The funny thing is just how inept this all has been. I mean we are over a decade into this thing and they are still trying to buy the land needed to build the damn thing on. They are just now finding issues as they survey the land that they have purchased with erosion and sinking that needs to be accounted for with many millions in unexpected dollars. I mean, Id think an F student in an entry level community college course on Project Management could have foreseen these mistakes.
 
The taxpayers of California are being robbed blind by corrupt companies and their own corrupt officials here. This is in tandem

will corrupt democrats in federal government send more money america doesn’t have to bail out California’s corrupt failures?
Thats why every time something for taxes comes up on a prop to be voted on, I dont care how much I agree with the need such as schools, roads etc... I always vote no. They need to learn to spend the money they already take wiser.
 
Our trains are so trash. I don't know why Asia countries can get it done much cheaper. It is embarrassing when people come over from Asia and they are like why are the trains so old here?


How many kids in Japan have a car?
You have to take into account the different culture before you feel embarrassed.
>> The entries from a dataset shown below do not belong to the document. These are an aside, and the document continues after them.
Issue #1084, opened 2022-09-23
Add `tonic::Result`


LucioFranco:
We should add a `tonic::Result<T>` which maps to `Result<T, Status>`.

punkeel:
https://github.com/hyperium/tonic/pull/1085 was merged, I believe this issue can be closed

PR #1085, opened 2022-09-23
add `Result<T>` type alias for `std::result::Result<T, tonic::Status>`

stphnsmpsn:
## Motivation

#1084 

## Solution

Added a simple alias in `lib.rs`: `pub type Result<T, E = Status> = std::result::Result<T, E>;`


tonic/src/lib.rs
```diff
@@ -122,3 +122,5 @@ pub(crate) type Error = Box<dyn std::error::Error + Send + Sync>;
 #[cfg(feature = "codegen")]
 #[cfg_attr(docsrs, doc(cfg(feature = "codegen")))]
 pub mod codegen;
+
+pub type Result<T> = std::result::Result<T, Status>;
```
davidpdrsn, line 126: This way users can still override the error type if they want.

```suggestion
pub type Result<T, E = Status> = std::result::Result<T, E>;
```

davidpdrsn: Also missing docs.

LucioFranco: TIL

LucioFranco (approved):
LGTM thanks!

LucioFranco:
One cI failure though that is probably cuz of formatting https://github.com/hyperium/tonic/actions/runs/3116115959/jobs/5054123932

stphnsmpsn:
@LucioFranco , it was a formatting issue my bad. Passes `cargo fmt` now.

When did you go to High School?
When I went to High School, most of the cars in the parking lot were from the students. The USA's public transport is so different than most countries because so many people drive themselves. A lot of people in USA view public transport as something for poor people ( except for New York). That is how it is, that is the culture whether you wanna say it or not.

So why spend all that kind of money on something people view of poor people things and when most just drive themselves?
 
How many kids in Japan have a car?
You have to take into account the different culture before you feel embarrassed.
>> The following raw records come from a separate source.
PR #1068, opened 2022-08-26
feat(types): Add gRPC Richer Error Model support (BadRequest)

flemosr:
## Motivation

The [gRPC Richer Error Model][error-handling] is quite useful to send additional feedback to clients, and is supported by many gRPC libraries in other languages.

## Solution

This PR is the first step to add richer error model support to `tonic-types`, as per [#1060]. It introduces the `WithErrorDetails` trait and adds support to the `BadRequest` standard error message type.

[error-handling]: https://www.grpc.io/docs/guides/error
[#1060]: https://github.com/hyperium/tonic/pull/1060

PR #1095, opened 2022-09-29
feat(types): Add gRPC Richer Error Model support (RetryInfo)

flemosr:
## Motivation

The [gRPC Richer Error Model][error-handling] is quite useful to send additional feedback to clients, and is supported by many gRPC libraries in other languages.

## Solution

This PR continues the work initiated at [#1068]. It improves the organization of `tonic-types` modules, and adds support for the `RetryInfo` standard error message type to that crate.

[error-handling]: https://www.grpc.io/docs/guides/error
[#1068]: https://github.com/hyperium/tonic/pull/1068


LucioFranco:
Oh somehow this totally fell off my radar let me review this on monday! sorry about the delay.

tonic-types/src/richer_error/mod.rs
```diff
@@ -0,0 +1,500 @@
...
+}
+
+fn gen_details_bytes(code: Code, message: &String, details: Vec<Any>) -> Bytes {
+    let status = pb::Status {
+        code: code as i32,
+        message: message.clone(),
+        details,
+    };
+
+    Bytes::from(status.encode_to_vec())
```
LucioFranco, line 30: Why encode to vec instead of using BytesMut + BufMut and regular `encode`? So that we avoid the vec round trip?

tonic-types/src/richer_error/mod.rs
```diff
@@ -0,0 +1,500 @@
...
+}
+
+/// Used to implement associated functions and methods on `tonic::Status`, that
+/// allow the addition and extraction of standard error details.
+pub trait StatusExt {
```
LucioFranco, line 35: We probably want to seal this trait similar to https://docs.rs/tower-http/latest/src/tower_http/builder.rs.html#45 that way outside users can't implement it and we can add more required fn as we please without making a breaking change.

tonic-types/src/richer_error/std_messages/retry_info.rs
```diff
@@ -0,0 +1,151 @@
+use std::{convert::TryFrom, time};
+
+use prost::{DecodeError, Message};
+use prost_types::Any;
+
+use super::super::pb;
+use super::super::{FromAny, IntoAny};
```
LucioFranco, line 7: Nit: I like combining these since they have a similar path.

LucioFranco (changes requested):
LGTM overall have a few comments once those are addressed we can merge. Sorry for the delay again!

tonic-types/src/richer_error/mod.rs
flemosr: Using `BytesMut` indeed makes much more sense, thanks! It seems to me that using `BufMut` is not necessary in this case but I may be missing something.

tonic-types/src/richer_error/mod.rs
flemosr: You are right. I did not know this pattern, quite useful. Thanks!

tonic-types/src/richer_error/std_messages/retry_info.rs
flemosr: I missed that, thanks!

flemosr:
No problem! Hopefully I addressed all comments but please let me know if you think we should make any further changes.

LucioFranco (approved):
LGTM!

When did you go to High School?
When I went to High School, most of the cars in the parking lot were from the students. The USA's public transport is so different than most countries because so many people drive themselves. A lot of people in USA view public transport as something for poor people ( except for New York). That is how it is, that is the culture whether you wanna say it or not.

So why spend all that kind of money on something people view of poor people things and when most just drive themselves?
agreed. I hear all the time about places in europe and asia being better because everything is walking distance so they dont need cars. But I enjoy the freedom to go places. I also enjoy having actual privacy with a yard instead of the condensed apartment style living so common in other countries.
 
How many kids in Japan have a car?
You have to take into account the different culture before you feel embarrassed.

When did you go to High School?
When I went to High School, most of the cars in the parking lot were from the students. The USA's public transport is so different than most countries because so many people drive themselves. A lot of people in USA view public transport as something for poor people ( except for New York). That is how it is, that is the culture whether you wanna say it or not.

So why spend all that kind of money on something people view of poor people things and when most just drive themselves?
You keep thinking of Japan but it really is the rest of the world. You are referring to light rail for local transportation. You are telling me the big cities in America don't need a revamp in their light rail even if you don't need it in your area. Do you drive everywhere? When do you fly?

It is also embarrassing that LA cannot be connected to SF. There is no demand?